UAE's biggest lender FAB to shut Qatar operations amid row with Doha
Changes dateline, adds comment from Qatar regulator
DUBAI, June 20 (Reuters) - First Abu Dhabi Bank FAB.AD, the biggest lender in the United Arab Emirates (UAE), said it will close its sole branch in Qatar, citing Doha's regulatory actions against the bank.
The move came after a Qatari regulator earlier this month placed more business restrictions on First Abu Dhabi Bank (FAB), as Doha continues a probe into alleged currency manipulation which began after the UAE and other Arab states launched a boycott against Qatar in mid-2017.
The Qatar Financial Center Regulatory Authority (QFCRA) prohibited FAB from undertaking any new business for customers at its branch, housed in the Qatar Financial Centre (QFC).

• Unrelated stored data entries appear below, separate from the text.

PR #52, opened 2020-08-05
Config command base

Alex7Li:
This PR creates handles arguments passed to the base configProcessor command. The arguments are converted into an instance of an event handler or storage interface. They will be used for the event and set commands of future CLs.


src/setup.js
```diff
@@ -27,9 +50,62 @@ function setupMeasure(dataLayer) {
...
+    if (typeof eventProcessor === 'string') {
+      if (!(eventProcessor in DEFAULT_EVENT_PROCESSORS)) {
+        log(`No event processor with name ${eventProcessor} found.`,
+            LogLevel.ERROR);
+        return;
+      }
+      processor =
+          new DEFAULT_EVENT_PROCESSORS[eventProcessor](eventOptions);
+    } else {
+      processor = new eventProcessor(eventOptions);
```
durbanie, line 91: I would instead define a variable "EventProcessorCtor" (or similar) and use this if/else to set it appropriately. Then afterwards just do "processor = EventProcessorCtor(eventOptions)"

src/setup.js
```diff
@@ -27,9 +50,62 @@ function setupMeasure(dataLayer) {
...
+   * @param {!Object<string, *>} eventOptions Options objects to pass to the
+   *    event processor.
+   * @param {!StorageConstructor|string} storageInterface An
+   *     interface to a class that will handle setting
+   *     and loading long term data, or a string representing
+   *     an object of this type.
+   * @param {!Object<string, *>} storageOptions Options objects to pass to the
+   *    storage interface.
+   */
+  function configProcessors(eventProcessor, eventOptions,
```
durbanie, line 76: Prefer arrow functions for nested functions: https://google.github.io/styleguide/jsguide.html#features-functions-arrow-functions

However, I'd lean towards defining configProcessors in a separate module and just using it here. I don't know what the tagging team wants to do, but there may be a desire for some pubs to compile this library directly into their code. Having a separate module for each of these may make adapting this library easier for that use case.

src/setup.js
```diff
@@ -27,9 +50,62 @@ function setupMeasure(dataLayer) {
...
+        return;
+      }
+      storage =
+          new DEFAULT_STORAGE_INTERFACES[storageInterface](storageOptions);
+    } else {
+      storage = new storageInterface(storageOptions);
+    }
 
-   // TODO: Use the variables declared above
+    /* TODO add event/set processing
```
durbanie, line 105: I'm not sure about adding all of this code that essentially no-ops. I think this is a good start to this PR and I'm glad we're starting this review, but I think we might need to make sure the additional functionality is in place before merging this.

test/setupMeasure_test.js
```diff
@@ -109,5 +111,16 @@ describe('After calling the setupMeasure function of setup', () => {
...
+    describe('Does not crash when unsupported strings are passed in', () => {
+      executeSnippetBeforeAndAfterSetup(
+          /* config= */
+          (measure) =>
+              measure('config', 'unusedProcessorName', {}, 'unusedStorageName',
+                  {}),
+          /* test=  */ (dataLayer) => {
+            expect(dataLayer.length).toBe(1);
+          });
+    });
```
durbanie, line 123: Anyway we can test what happens if someone passes in something that is not a constructor of one of the interfaces?

src/setup.js
```diff
@@ -15,6 +15,29 @@
 goog.module('measurementLibrary.setup');
 
 const {DataLayerHelper} = goog.require('helper');
+const {LogLevel, log} = goog.require('measurementLibrary.logging');
+
+/**
+ * @typedef {function(new:StorageInterface, !Object<string, *>)}
+ */
+let StorageConstructor;
```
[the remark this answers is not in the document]
Alex7Li: That's probably true. However, I moved the function to a different file and now it's top-level. The type is also used in the DEFAULT_ variables, which is the reason for using a typedef instead of inlining it

src/setup.js
```diff
@@ -27,9 +50,62 @@ function setupMeasure(dataLayer) {
    * The DataLayerHelper to use with this application.
    * @private @const {!DataLayerHelper}
    */
-  const helper = new DataLayerHelper(dataLayer);
+  const helper = new DataLayerHelper(dataLayer, {'processNow': false});
+
+  helper.registerProcessor('config', configProcessors);
+  helper.process();
+
+  /**
```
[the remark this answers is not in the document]
Alex7Li: Originally I was using the full space, but I kept editing it while trying to figure out the jsdoc and whenever I added a word, I would need to edit the next 3 lines. I think that I made my lines too short here but I feel that stylistically, trying to use 'as much of the 80 spaces as possible' is not as good as using around 65 each time. Idk, I filled it up for this PR

src/setup.js
Alex7Li: That's a great idea, done

src/setup.js
Alex7Li: I moved it to a new file

src/setup.js
Alex7Li: Well the additional functionality should be coming in #54 and #55!

test/setupMeasure_test.js
Alex7Li: Added a test for this. I'm not sure if we should let the library crash in these circumstances to fail loudly as soon as possible or just display a error message to the console.

src/setup.js
Alex7Li: I'd prefer not to wait on those two commits before merging, both of them have some template code to mimic what this commit is because they depend on the variables made in this commit. I could have put all 3 in the same CL but it would have gotten quite large

src/config/configProcessors.js
```diff
@@ -0,0 +1,131 @@
...
+ * @param {!StorageConstructor|string} storageInterface An interface to a class
+ *     that will handle setting and loading long term data, or a string
+ *     representing an object of this type.
+ * @param {!Object<string, *>} storageOptions Options objects to pass to the
+ *    storage interface.
+ */
+function configProcessors(helper, eventProcessor, eventOptions,
+                          storageInterface, storageOptions) {
+  // TODO: Read in data from the model as extra options
+  const EventProcessorConstrucutor =
```
durbanie, line 99: Looks like a typo?

src/config/configProcessors.js
```diff
@@ -0,0 +1,131 @@
...
+      getConstructor_(eventProcessor, true);
+  const StorageInterfaceConstructor =
+      getConstructor_(storageInterface, true);
```
durbanie, line 102: Shouldn't this be false?

src/config/configProcessors.js
```diff
@@ -0,0 +1,131 @@
...
+ * DEFAULT_EVENT_PROCESSORS or DEFAULT_STORAGE_INTERFACES, depending on
+ * isEventProcessor. Constructor objects are passed through without
+ * modification.
+ *
+ * @param {!ProcessorConstructor|!StorageConstructor|string} obj
+ * @param {boolean} isEventProcessor True if obj represents an event processor,
+ *     false if obj represents storage
+ * @return {!ProcessorConstructor|!StorageConstructor}
+ */
+function getConstructor_(obj, isEventProcessor) {
```
durbanie, line 40: I think this is a little error prone, and hard to understand.

Instead, I'd split this into two functions that return a fully constructed object, rather than the constructor. At the call-site, you'd just do:

`const processor = buildProcessor_(processorCtorObj, processorCtorParams);`

What are your thoughts?

test/unit/setupMeasure_test.js
```diff
@@ -109,5 +111,28 @@ describe('After calling the setupMeasure function of setup', () => {
             expect(dataLayer.length).toBe(1);
           });
     });
+
+    describe('Does not crash when unsupported strings are passed in', () => {
```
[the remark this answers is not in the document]
Alex7Li: Moved

src/config/configProcessors.js
```diff
@@ -0,0 +1,93 @@
...
+ *     stored, or a string representing an object of this type.
+ * @param {!Object<string, *>} eventOptions Options objects to pass to the
+ *    event processor.
+ * @param {!StorageConstructor|string} storageInterface An interface to a class
+ *     that will handle setting and loading long term data, or a string
+ *     representing an object of this type.
+ * @param {!Object<string, *>} storageOptions Options objects to pass to the
+ *    storage interface.
+ */
+function configProcessors(eventProcessor, eventOptions,
```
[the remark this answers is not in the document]
Alex7Li: Yes

src/config/configProcessors.js
Alex7Li: Sure, that seems easier to understand, especially since it's not likely that the current functions would be called separately.

src/config/configProcessors.js
```diff
@@ -0,0 +1,133 @@
...
+
+  /**
+   * Process an event object by sending it to the registered event processor
+   * along with interfaces to the storage and data layer helper.
+   *
+   * @param {string} name The name of the event to process.
+   * @param {!Object<string, *>=} options The options object describing
+   *     the event.
+   */
+  function processEvent(name, options = undefined) {
```
durbanie, line 121: I think a JSDoc in the middle of a function decreases readability (it looks like a class method) and doesn't provide a whole lot of benefit. I know this function is small, but if you think it needs a JSDoc, please take it out and make it a private module-level function. Otherwise, a normal comment is fine.

Also, for nested functions, please use an arrow function.

Alex7Li: This function uses this and cannot be made an arrow function. I removed the jsdoc.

The bank started its Qatar operations with a branch in November 2008, which was upgraded in April 2011 to provide full-fledged wholesale banking business.
"FAB's decision to close its QFC branch follows many months of baseless actions by the QFCRA that have made it impossible for FAB's operations to continue in Qatar," the UAE lender said in a statement.

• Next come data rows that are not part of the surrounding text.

PR #53, opened 2020-08-05
Add ga event processor class

kjgalvan:
Add the GoogleAnalyticsEventProcessor class with working constructor.

Add tests for constructor to ensure options object parameter destructuring works properly.


karma.conf.js
```diff
@@ -23,6 +23,7 @@ module.exports = function(config) {
       {pattern: 'src/**/*.js'},
       // ------------------------- Test Files ----------------------------------
       'test/*_test.js',
+      'test/**/*_test.js',
```
Alex7Li, line 26: This should just be testing the unit files, why are you including the integration tests too?

src/eventProcessor/GoogleAnalyticsEventProcessor.js
```diff
@@ -0,0 +1,129 @@
...
+ */
+class GoogleAnalyticsEventProcessor {
+  /**
+   * @param {{
+   *     'api_secret': (string|undefined),
+   *     'measurement_id': (string|undefined),
+   *     'measurement_url': string,
+   *     'client_id_expires': number,
+   *     'automatic_params': !Object<string, boolean>,
+   * }=} optionsObject
```
Alex7Li, line 19: It seems to me like the first 2 parameters are required, so they can't be undefined. And the last 3 parameters are optional, so they should have an or with undefined. Also, if the first 2 parameters are required, then optionsObject is required and shouldn't be optional. Also I think there should be some documentation about what the parameters mean

src/eventProcessor/GoogleAnalyticsEventProcessor.js
```diff
@@ -0,0 +1,129 @@
...
+   * @return {number} How long the key should be stored in seconds.
+   *     If -1, then the default value saved in storage will be used.
+   *     If 0, the data is not saved to long term storage at all.
+   *     If Number.POSITIVE_INFINITY, data will be stored forever.
+   * @export
+   */
+  persistTime(key, value) {
+    // checks to see if key is client ID
+    // Returns client ID expires if true
+    return -1;
```
Alex7Li, line 125: This comment is inaccurate.

src/eventProcessor/GoogleAnalyticsEventProcessor.js
```diff
@@ -0,0 +1,129 @@
...
+
+  /**
+   * Processes events pushed to the data layer by constructing and sending JSON
+   * POST requests to Google Analytics. Follows Measurement Protocol.
+   * @param {!StorageInterface} storageInterface An interface to an object to
+   *    load or save persistent data with.
+   * @param {{get:function(string):*, set:function(string, *)}} modelInterface
+   *    An interface to load or save short term page data from the data layer.
+   * @param {string} eventName The name of the event passed to the data layer.
+   * @param {!Object<string, *>=} eventArgs The events passed to the data layer.
```
Alex7Li, line 102: Nit: I wanted to change this name to eventOptions since it is an options object.

src/eventProcessor/GoogleAnalyticsEventProcessor.js
```diff
@@ -0,0 +1,129 @@
...
+     * globally in the data model.
+     * @private @const {!Object<string, boolean>}
+     */
+    this.automaticParams_ = Object.assign({
+      'page_path': true,
+      'page_location': true,
+      'page_title': true,
+      'user_id': true,
+      'client_id': true,
+    }, userAutomaticParams);
```
Alex7Li, line 39: This is just a set, right? Eww. (Though I can't think of a better way to do it, maybe leave a comment? Actually thee guidelines say Object.assign adds a polyfill, you can check it https://docs.google.com/document/d/1XIhihp4elYAa9cFqJL9vg3f7u4kbsoZqIQa5ytBqYg0/edit#heading=h.3xoqh97uc7cf

src/eventProcessor/GoogleAnalyticsEventProcessor.js
```diff
@@ -0,0 +1,129 @@
...
+   *     'measurement_url': string,
+   *     'client_id_expires': number,
+   *     'automatic_params': !Object<string, boolean>,
+   * }=} optionsObject
+   */
+  constructor({
+      'api_secret': apiSecret,
+      'measurement_id': measurementId,
+      'measurement_url': measurementUrl = 'https://www.google-analytics.com/mp/collect',
+      'client_id_expires': clientIdExpires = Number.POSITIVE_INFINITY,
```
calhounsm, line 44: I feel like there should be some default expiration.  For GA we typically use 2 years.

src/eventProcessor/GoogleAnalyticsEventProcessor.js
```diff
@@ -0,0 +1,129 @@
...
+      'user_id': true,
+      'client_id': true,
+    }, userAutomaticParams);
+
+    /**
+     * Parameters that are to be set at the top level of the JSON
+     * POST body instead of as event parameters.
+     * @private @const {!Object<string,boolean>}
+     */
+    this.topLevelParams_ = {
```
calhounsm, line 77: This feels like something that could be a top-level constant rather than a member of the class.

src/eventProcessor/GoogleAnalyticsEventProcessor.js
```diff
@@ -0,0 +1,129 @@
+goog.module('measurementLibrary.eventProcessor.GoogleAnalyticsEventProcessor');
+
+/**
+ * A class that processes events pushed to the data layer
+ * by constructing and sending Google Analytics events via
+ * Measurement Protocol.
```
calhounsm, line 6: Would add "Measurement Protocol (App + Web)" to disambiguate that it's not using the version of measurement protocol used by analytics.js.

src/eventProcessor/GoogleAnalyticsEventProcessor.js
```diff
@@ -0,0 +1,129 @@
...
+   *     'measurement_id': (string|undefined),
+   *     'measurement_url': string,
+   *     'client_id_expires': number,
+   *     'automatic_params': !Object<string, boolean>,
+   * }=} optionsObject
+   */
+  constructor({
+      'api_secret': apiSecret,
+      'measurement_id': measurementId,
+      'measurement_url': measurementUrl = 'https://www.google-analytics.com/mp/collect',
```
calhounsm, line 43: Could be worth pulling out to a top-level constant, e.g. DEFAULT_MEASUREMENT_URL (especially since it sounds like this will have two possible values depending on compiler flags in a later PR).

src/eventProcessor/GoogleAnalyticsEventProcessor.js
calhounsm: Per conversations with KJ, it may make sense when using a custom measurement_url to not send either the ID, secret, or both.  In this case, they may be added server-side before being forwarded to GA (if they want to forward them at all).

So we decided to make them optional, with a warning that events will be dropped if they are omitted on the default collection path.  I assume the warning will be added in a followup PR.

karma.conf.js
kjgalvan: Sorry, I adjusted it by moving our unit tests into their own folder and adjusting the matcher. I will have a lot of unit tests tied to just this event processor, so for organizational purposes it makes sense to have subfolders for unit testing, like so:

- unit
-- GoogleAnalyticsEventProcessor
--- (bunch of unit tests)
-- uuidv4
--- (a couple unit tests)
- integration

src/eventProcessor/GoogleAnalyticsEventProcessor.js
calhounsm, line 44: This should probably be some finite number.  In GA, we use 2 years as the default expiration, that'd probably work well here as well:
https://developers.google.com/analytics/devguides/collection/gtagjs/cookies-user-id#configure_cookie_field_settings

src/eventProcessor/GoogleAnalyticsEventProcessor.js
```diff
@@ -0,0 +1,129 @@
...
+ * @implements {EventProcessor}
+ */
+class GoogleAnalyticsEventProcessor {
+  /**
+   * @param {{
+   *     'api_secret': (string|undefined),
+   *     'measurement_id': (string|undefined),
+   *     'measurement_url': string,
+   *     'client_id_expires': number,
+   *     'automatic_params': !Object<string, boolean>,
```
calhounsm, line 37: It'd be a bit more natural for users if this was an !Array<string>, and the library transforms it internally into a set (for efficiency).  It'd also enforce that the automatic_params list is additive only, which I see as a good thing.

src/eventProcessor/GoogleAnalyticsEventProcessor.js
calhounsm: Per my other comment, if the user params were an array, this could be addressed by changing the code here to:

```
this.automaticParams_ = { /* default auto params */ };
for (let i = 0; i < userAutomaticParams.length; i++) {
  this.automaticParams_[userAutomaticParams[i]] = true;
}
```

src/eventProcessor/GoogleAnalyticsEventProcessor.js
```diff
@@ -0,0 +1,129 @@
...
+   * @param {!StorageInterface} storageInterface An interface to an object to
+   *    load or save persistent data with.
+   * @param {{get:function(string):*, set:function(string, *)}} modelInterface
+   *    An interface to load or save short term page data from the data layer.
+   * @param {string} eventName The name of the event passed to the data layer.
+   * @param {!Object<string, *>=} eventArgs The events passed to the data layer.
+   * @export
+   */
+  processEvent(storageInterface, modelInterface, eventName, eventArgs) {
+    // constructs and sends JSON POST requests to GA
```
calhounsm: Nit: Start TODO comments with TODO(kjgalvan):

(Or whoever will do them!)

src/eventProcessor/GoogleAnalyticsEventProcessor.js
calhounsm: +1.  If it's a TODO comment, add TODO(kjgalvan): at the start.

test/GoogleAnalyticsEventProcessor/constructor_test.js
```diff
@@ -0,0 +1,89 @@
...
+
+  it('has the correct default arguments for `measurement_url`, ' +
+  '`client_id_expires`, and `automatic_params`', () => {
+    eventProcessor = new GoogleAnalyticsEventProcessor();
+
+    expect(eventProcessor.measurementUrl_).toBe('https://www.google-analytics.com/mp/collect');
+    expect(eventProcessor.clientIdExpires_).toBePositiveInfinity();
+
+    for (const key in defaultAutomaticParams) {
+      expect(eventProcessor.automaticParams_.hasOwnProperty(key)).toBeTrue();
```
calhounsm: I don't think it's possible for this check to fail, unless something has messed with Object.prototype.

test/GoogleAnalyticsEventProcessor/constructor_test.js
```diff
@@ -0,0 +1,89 @@
...
+
+      if (eventProcessor.automaticParams_.hasOwnProperty(key)) {
+        expect(eventProcessor.automaticParams_[key])
+            .toBe(defaultAutomaticParams[key]);
+      }
+    }
```
calhounsm: I think just expect(automaticParams_).toEqual(defaultAutomaticaParams) is both cleaner and a stronger assertion.

I don't think any of the expectations in this loop would fail if defaultAutomaticParams had a key that was not in the eventProcessor.automaticParams_, but it probably should.

src/eventProcessor/GoogleAnalyticsEventProcessor.js
kjgalvan: So this is a tricky one. In the design doc, [we discussed](https://docs.google.com/document/d/1peiKZs0e7C7n5GS9C1MHzODkHLPGBb55uL8lcqCtXCE/edit#heading=h.2elzgjrj4jsf) why a user would override the measurement URL and if the API secret and measurement ID would be included as query parameters. If, for example, they had a custom endpoint that would take in the events and route them to different Google Analytic properties (each with their own measurement ID) then we definitely don't want to force them to pick a single measurement ID.

The idea we came up with is to keep the API secret and measurement ID as completely optional parameters. If included, they will set the appropriate query parameter during the network request.

Of course for "target" scoping we require a single measurement ID attached to the GA event processor so it can look for the correct object in the global model and extract all its parameters. This will be a documented trade-off; If they decide to forgo a measurement ID then we will trust them to use automatic parameters for persisting important event parameters beyond the defaults.

src/eventProcessor/GoogleAnalyticsEventProcessor.js
kjgalvan: Made this explicitly a TODO

src/eventProcessor/GoogleAnalyticsEventProcessor.js
kjgalvan: Renamed!

test/GoogleAnalyticsEventProcessor/constructor_test.js
```diff
@@ -0,0 +1,89 @@
...
+      'client_id_expires': 0,
+    });
+
+    expect(eventProcessor.clientIdExpires_).toBe(0);
+  });
+
+  it('correctly overrides `automatic_params`', () => {
+    eventProcessor = new GoogleAnalyticsEventProcessor({
+      'automatic_params': {
+        'client_id': false,
```
calhounsm: Not to harp since there are two other comments already, but I feel like letting people do this is just handing them a foot-gun :p.

src/eventProcessor/GoogleAnalyticsEventProcessor.js
kjgalvan: So this is one of the only ways represent a set in JS pre-ES6 without defining a custom data structure. I added more documentation surrounding this parameter that makes it explicitly clear what a user must do to override a default value / add their own.

test/GoogleAnalyticsEventProcessor/constructor_test.js
kjgalvan: I definitely forgot there was an toEqual() matcher 🤦 Updated!

test/GoogleAnalyticsEventProcessor/constructor_test.js
kjgalvan: Fixed! I also realized a bit later when writing some stuff for client ID that it could be very bad to not check globally for it, especially when it gets generated and added to the model globally. Thanks for bringing it up!

src/eventProcessor/GoogleAnalyticsEventProcessor.js
```diff
@@ -0,0 +1,155 @@
...
+
+    // Add user provided params to automatic param list
+    for (let i = 0; i < userAutomaticParams.length; ++i) {
+      this.automaticParams_[userAutomaticParams[i]] = true;
+    }
+
+    /**
+     * An API secret that can be generated via Google Analytics UI
+     * NOTE: This processor makes public network requests using this
+     * API secret. To avoid spam, regenerate API secrets regularly.
```
calhounsm, line 81: No action needed in this request, but this note should be made in much more visible documentation for the processor as well!

Alex7Li:
LGTM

"Despite FAB’s attempts to resolve matters with the QFCRA, it is clear that no solution is attainable. Consequently, FAB has been left with no option but to make a business decision to close its QFC branch," it said.
QFCRA said in a statement on Thursday that the restrictions on FAB were a result of the bank's failure "to produce information required by the Regulatory Authority as part of its investigation..(and) provide an affidavit confirming that FAB has preserved documents relevant to the investigation."
The regulator said it had not yet received an application by FAB to withdraw and that the bank would still be expected to comply with its "legal and regulatory obligations" until it does.
FAB said Qatari actions have no impact on its business outside Qatar, as the Doha branch contributed less than 0.03% of FAB's full-year 2018 net profit.
Closing the branch is not expected to have any material impact on future performance or strategy of the bank, it said.
Saudi Arabia, the UAE, Bahrain and Egypt began a trade and diplomatic boycott of Qatar in June 2017, accusing it of supporting terrorism, a charge Doha denies.
Qatar keeps its currency, the riyal, pegged at a fixed rate to the U.S. dollar, but saw it trade several percent weaker than its usual rate in offshore markets just after the dispute began.
Last year Qatar asked U.S. regulators to investigate the U.S. unit of FAB, accusing it of "bogus" foreign exchange deals designed to harm Qatar's economy. FAB has denied the charge.